The Government has provided £500 million for mental health services to be expanded as part of the Mental Health Recovery Action Plan, which aims to respond to the impact of the pandemic on people's mental health, specifically targeting groups that have been most impacted including those with severe mental illness, young people, and frontline staff.
Under the plan, NHS talking therapies (IAPT services), which offer confidential treatment of conditions such as anxiety, depression and PTSD, will expand, helping 1.6 million people to access services in 2021/22, backed by an additional £38 million. Additional therapists will also be trained to support those with more complex mental health needs as a result of the pandemic.

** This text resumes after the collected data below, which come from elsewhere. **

PR #439, opened 2018-09-25
ENT-3715 Only attempt to generate key during install if not present on windows

nickanderson:
If an existing key is present during pacakge install we should not try
to re-generate a new one. Trying to generate a new key when one already
exists will fail, and that will cause the package to not finish
installing correctly.

Changelog: Title
(cherry picked from commit b08245956187e8ca2e361839b43156da0e3e7d80)


nickanderson:
@cf-bottom jenkins

cf-bottom:
Alright, I triggered a build:

[Build Status](https://ci.cfengine.com//job/pr-pipeline/1221/)

https://ci.cfengine.com/job/pr-pipeline/1221/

People living with severe mental illness will also benefit from enhanced mental services in communities, backed by £58 million for better, joined-up support between primary and secondary care, including specialist mental health staff embedded in primary care.
The funding will also accelerate the expansion and transformation of community mental health services, enabling people with severe mental illnesses to access psychological therapies, improved physical health care, employment support, personalised and trauma-informed care, medicines management and support for self-harm.
Throughout the pandemic, mental health services have remained open, often adapting to provide support via digital services. The Recovery Action Plan commits to capitalise on this transformation of services, including a £30 million commitment from NHSX to support mental health trusts to embed digital and remote working into service delivery.
To support mental health services in the longer term, £111 million will be invested to train the workforce of the future, which will ensure staff are in place to support two million more people access NHS mental health care and treatment by 2023/24.